PR #32, opened 2015-10-02
Removed non alphabetical words from dictionary

bseto:


ExtraGravity:
What regex did you use to find them?

bseto:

+-------+

■ **Description of the task**: Everything in the data must be repeated exactly; leave no line out.

■ **Reply**:
PR #32, opened 2015-10-02
Removed non alphabetical words from dictionary

bseto:


ExtraGravity:
What regex did you use to find them?

bseto:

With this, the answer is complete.